Given data START

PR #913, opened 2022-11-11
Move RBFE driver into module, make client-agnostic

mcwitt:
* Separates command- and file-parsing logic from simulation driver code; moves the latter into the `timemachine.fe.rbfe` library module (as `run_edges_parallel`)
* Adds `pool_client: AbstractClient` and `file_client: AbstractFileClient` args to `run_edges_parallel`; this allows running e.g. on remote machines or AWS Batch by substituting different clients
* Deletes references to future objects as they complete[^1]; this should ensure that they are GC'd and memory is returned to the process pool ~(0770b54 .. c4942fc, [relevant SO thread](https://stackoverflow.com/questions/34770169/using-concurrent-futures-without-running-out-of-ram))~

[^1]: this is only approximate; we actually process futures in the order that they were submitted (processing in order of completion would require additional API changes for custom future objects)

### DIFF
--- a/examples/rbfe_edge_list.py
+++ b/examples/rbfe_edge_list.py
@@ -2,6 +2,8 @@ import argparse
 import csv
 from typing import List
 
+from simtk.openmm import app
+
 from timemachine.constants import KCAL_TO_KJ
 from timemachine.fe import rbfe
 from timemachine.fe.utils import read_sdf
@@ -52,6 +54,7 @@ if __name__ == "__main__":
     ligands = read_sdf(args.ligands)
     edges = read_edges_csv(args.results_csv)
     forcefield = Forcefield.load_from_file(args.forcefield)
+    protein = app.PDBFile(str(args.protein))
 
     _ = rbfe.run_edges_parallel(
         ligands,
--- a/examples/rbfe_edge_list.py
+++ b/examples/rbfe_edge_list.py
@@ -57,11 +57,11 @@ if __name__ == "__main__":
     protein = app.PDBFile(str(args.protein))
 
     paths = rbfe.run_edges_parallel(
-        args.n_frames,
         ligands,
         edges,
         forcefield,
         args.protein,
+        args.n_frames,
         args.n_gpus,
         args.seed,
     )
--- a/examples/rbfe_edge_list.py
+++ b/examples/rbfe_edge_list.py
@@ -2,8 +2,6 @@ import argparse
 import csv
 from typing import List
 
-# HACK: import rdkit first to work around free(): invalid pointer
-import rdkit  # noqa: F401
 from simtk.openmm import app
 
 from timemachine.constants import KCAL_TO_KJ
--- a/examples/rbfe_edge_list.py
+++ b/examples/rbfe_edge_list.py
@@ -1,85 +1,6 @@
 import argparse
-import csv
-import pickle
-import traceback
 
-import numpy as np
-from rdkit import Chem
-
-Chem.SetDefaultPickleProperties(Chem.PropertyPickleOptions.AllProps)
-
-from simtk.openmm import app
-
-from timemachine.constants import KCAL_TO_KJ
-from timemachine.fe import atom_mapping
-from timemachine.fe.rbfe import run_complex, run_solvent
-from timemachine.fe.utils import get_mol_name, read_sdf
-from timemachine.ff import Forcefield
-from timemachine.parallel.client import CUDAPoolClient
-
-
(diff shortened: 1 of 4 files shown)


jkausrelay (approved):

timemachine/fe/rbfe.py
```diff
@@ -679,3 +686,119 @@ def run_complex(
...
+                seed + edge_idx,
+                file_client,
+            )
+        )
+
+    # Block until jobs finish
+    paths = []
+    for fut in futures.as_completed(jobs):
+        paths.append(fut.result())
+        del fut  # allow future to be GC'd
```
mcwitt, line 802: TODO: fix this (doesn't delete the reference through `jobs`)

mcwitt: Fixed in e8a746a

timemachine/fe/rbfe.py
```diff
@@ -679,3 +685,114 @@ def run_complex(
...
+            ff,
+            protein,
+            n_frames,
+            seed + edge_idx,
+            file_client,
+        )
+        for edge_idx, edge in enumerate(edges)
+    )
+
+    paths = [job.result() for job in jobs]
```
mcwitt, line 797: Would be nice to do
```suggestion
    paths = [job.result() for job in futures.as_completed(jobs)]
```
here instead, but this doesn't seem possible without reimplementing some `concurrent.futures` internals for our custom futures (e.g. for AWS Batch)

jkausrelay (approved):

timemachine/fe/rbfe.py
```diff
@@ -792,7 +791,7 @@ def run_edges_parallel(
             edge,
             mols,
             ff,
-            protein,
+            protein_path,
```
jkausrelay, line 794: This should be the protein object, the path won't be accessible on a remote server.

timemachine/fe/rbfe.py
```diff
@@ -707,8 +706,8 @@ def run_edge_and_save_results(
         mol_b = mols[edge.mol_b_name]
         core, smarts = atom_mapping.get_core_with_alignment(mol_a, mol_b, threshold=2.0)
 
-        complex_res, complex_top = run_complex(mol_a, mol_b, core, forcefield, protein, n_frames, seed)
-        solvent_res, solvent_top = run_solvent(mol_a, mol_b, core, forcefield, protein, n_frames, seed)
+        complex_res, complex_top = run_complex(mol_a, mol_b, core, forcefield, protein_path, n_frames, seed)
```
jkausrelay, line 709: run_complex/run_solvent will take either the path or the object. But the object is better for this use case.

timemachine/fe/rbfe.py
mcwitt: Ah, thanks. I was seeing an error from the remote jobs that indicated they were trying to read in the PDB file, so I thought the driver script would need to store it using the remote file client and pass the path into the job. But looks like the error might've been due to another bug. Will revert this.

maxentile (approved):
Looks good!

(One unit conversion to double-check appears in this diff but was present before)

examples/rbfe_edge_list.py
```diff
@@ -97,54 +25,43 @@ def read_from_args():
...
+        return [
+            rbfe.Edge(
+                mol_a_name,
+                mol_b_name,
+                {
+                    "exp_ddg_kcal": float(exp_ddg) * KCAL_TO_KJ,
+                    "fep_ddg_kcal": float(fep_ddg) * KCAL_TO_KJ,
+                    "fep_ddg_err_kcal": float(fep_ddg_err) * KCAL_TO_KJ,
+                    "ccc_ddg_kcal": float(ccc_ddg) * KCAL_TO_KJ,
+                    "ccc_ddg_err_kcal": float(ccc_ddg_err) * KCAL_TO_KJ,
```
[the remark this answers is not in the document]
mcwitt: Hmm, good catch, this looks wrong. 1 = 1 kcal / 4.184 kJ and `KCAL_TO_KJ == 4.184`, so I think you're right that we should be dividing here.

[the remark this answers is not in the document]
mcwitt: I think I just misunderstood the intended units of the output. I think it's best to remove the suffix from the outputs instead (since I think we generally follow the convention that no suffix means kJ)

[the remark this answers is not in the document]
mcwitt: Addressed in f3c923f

Given data END

◆ Requirement ◆
Copy out every entry again, exactly as it was given.

◆ Problem solution ◆
PR #913, opened 2022-11-11
Move RBFE driver into module, make client-agnostic

mcwitt:
* Separates command- and file-parsing logic from simulation driver code; moves the latter into the `timemachine.fe.rbfe` library module (as `run_edges_parallel`)
* Adds `pool_client: AbstractClient` and `file_client: AbstractFileClient` args to `run_edges_parallel`; this allows running e.g. on remote machines or AWS Batch by substituting different clients
* Deletes references to future objects as they complete[^1]; this should ensure that they are GC'd and memory is returned to the process pool ~(0770b54 .. c4942fc, [relevant SO thread](https://stackoverflow.com/questions/34770169/using-concurrent-futures-without-running-out-of-ram))~

[^1]: this is only approximate; we actually process futures in the order that they were submitted (processing in order of completion would require additional API changes for custom future objects)

### DIFF
--- a/examples/rbfe_edge_list.py
+++ b/examples/rbfe_edge_list.py
@@ -2,6 +2,8 @@ import argparse
 import csv
 from typing import List
 
+from simtk.openmm import app
+
 from timemachine.constants import KCAL_TO_KJ
 from timemachine.fe import rbfe
 from timemachine.fe.utils import read_sdf
@@ -52,6 +54,7 @@ if __name__ == "__main__":
     ligands = read_sdf(args.ligands)
     edges = read_edges_csv(args.results_csv)
     forcefield = Forcefield.load_from_file(args.forcefield)
+    protein = app.PDBFile(str(args.protein))
 
     _ = rbfe.run_edges_parallel(
         ligands,
--- a/examples/rbfe_edge_list.py
+++ b/examples/rbfe_edge_list.py
@@ -57,11 +57,11 @@ if __name__ == "__main__":
     protein = app.PDBFile(str(args.protein))
 
     paths = rbfe.run_edges_parallel(
-        args.n_frames,
         ligands,
         edges,
         forcefield,
         args.protein,
+        args.n_frames,
         args.n_gpus,
         args.seed,
     )
--- a/examples/rbfe_edge_list.py
+++ b/examples/rbfe_edge_list.py
@@ -2,8 +2,6 @@ import argparse
 import csv
 from typing import List
 
-# HACK: import rdkit first to work around free(): invalid pointer
-import rdkit  # noqa: F401
 from simtk.openmm import app
 
 from timemachine.constants import KCAL_TO_KJ
--- a/examples/rbfe_edge_list.py
+++ b/examples/rbfe_edge_list.py
@@ -1,85 +1,6 @@
 import argparse
-import csv
-import pickle
-import traceback
 
-import numpy as np
-from rdkit import Chem
-
-Chem.SetDefaultPickleProperties(Chem.PropertyPickleOptions.AllProps)
-
-from simtk.openmm import app
-
-from timemachine.constants import KCAL_TO_KJ
-from timemachine.fe import atom_mapping
-from timemachine.fe.rbfe import run_complex, run_solvent
-from timemachine.fe.utils import get_mol_name, read_sdf
-from timemachine.ff import Forcefield
-from timemachine.parallel.client import CUDAPoolClient
-
-
(diff shortened: 1 of 4 files shown)


jkausrelay (approved):

timemachine/fe/rbfe.py
```diff
@@ -679,3 +686,119 @@ def run_complex(
...
+                seed + edge_idx,
+                file_client,
+            )
+        )
+
+    # Block until jobs finish
+    paths = []
+    for fut in futures.as_completed(jobs):
+        paths.append(fut.result())
+        del fut  # allow future to be GC'd
```
mcwitt, line 802: TODO: fix this (doesn't delete the reference through `jobs`)

mcwitt: Fixed in e8a746a

timemachine/fe/rbfe.py
```diff
@@ -679,3 +685,114 @@ def run_complex(
...
+            ff,
+            protein,
+            n_frames,
+            seed + edge_idx,
+            file_client,
+        )
+        for edge_idx, edge in enumerate(edges)
+    )
+
+    paths = [job.result() for job in jobs]
```
mcwitt, line 797: Would be nice to do
```suggestion
    paths = [job.result() for job in futures.as_completed(jobs)]
```
here instead, but this doesn't seem possible without reimplementing some `concurrent.futures` internals for our custom futures (e.g. for AWS Batch)

jkausrelay (approved):

timemachine/fe/rbfe.py
```diff
@@ -792,7 +791,7 @@ def run_edges_parallel(
             edge,
             mols,
             ff,
-            protein,
+            protein_path,
```
jkausrelay, line 794: This should be the protein object, the path won't be accessible on a remote server.

timemachine/fe/rbfe.py
```diff
@@ -707,8 +706,8 @@ def run_edge_and_save_results(
         mol_b = mols[edge.mol_b_name]
         core, smarts = atom_mapping.get_core_with_alignment(mol_a, mol_b, threshold=2.0)
 
-        complex_res, complex_top = run_complex(mol_a, mol_b, core, forcefield, protein, n_frames, seed)
-        solvent_res, solvent_top = run_solvent(mol_a, mol_b, core, forcefield, protein, n_frames, seed)
+        complex_res, complex_top = run_complex(mol_a, mol_b, core, forcefield, protein_path, n_frames, seed)
```
jkausrelay, line 709: run_complex/run_solvent will take either the path or the object. But the object is better for this use case.

timemachine/fe/rbfe.py
mcwitt: Ah, thanks. I was seeing an error from the remote jobs that indicated they were trying to read in the PDB file, so I thought the driver script would need to store it using the remote file client and pass the path into the job. But looks like the error might've been due to another bug. Will revert this.

maxentile (approved):
Looks good!

(One unit conversion to double-check appears in this diff but was present before)

examples/rbfe_edge_list.py
```diff
@@ -97,54 +25,43 @@ def read_from_args():
...
+        return [
+            rbfe.Edge(
+                mol_a_name,
+                mol_b_name,
+                {
+                    "exp_ddg_kcal": float(exp_ddg) * KCAL_TO_KJ,
+                    "fep_ddg_kcal": float(fep_ddg) * KCAL_TO_KJ,
+                    "fep_ddg_err_kcal": float(fep_ddg_err) * KCAL_TO_KJ,
+                    "ccc_ddg_kcal": float(ccc_ddg) * KCAL_TO_KJ,
+                    "ccc_ddg_err_kcal": float(ccc_ddg_err) * KCAL_TO_KJ,
```
[the remark this answers is not in the document]
mcwitt: Hmm, good catch, this looks wrong. 1 = 1 kcal / 4.184 kJ and `KCAL_TO_KJ == 4.184`, so I think you're right that we should be dividing here.

[the remark this answers is not in the document]
mcwitt: I think I just misunderstood the intended units of the output. I think it's best to remove the suffix from the outputs instead (since I think we generally follow the convention that no suffix means kJ)

[the remark this answers is not in the document]
mcwitt: Addressed in f3c923f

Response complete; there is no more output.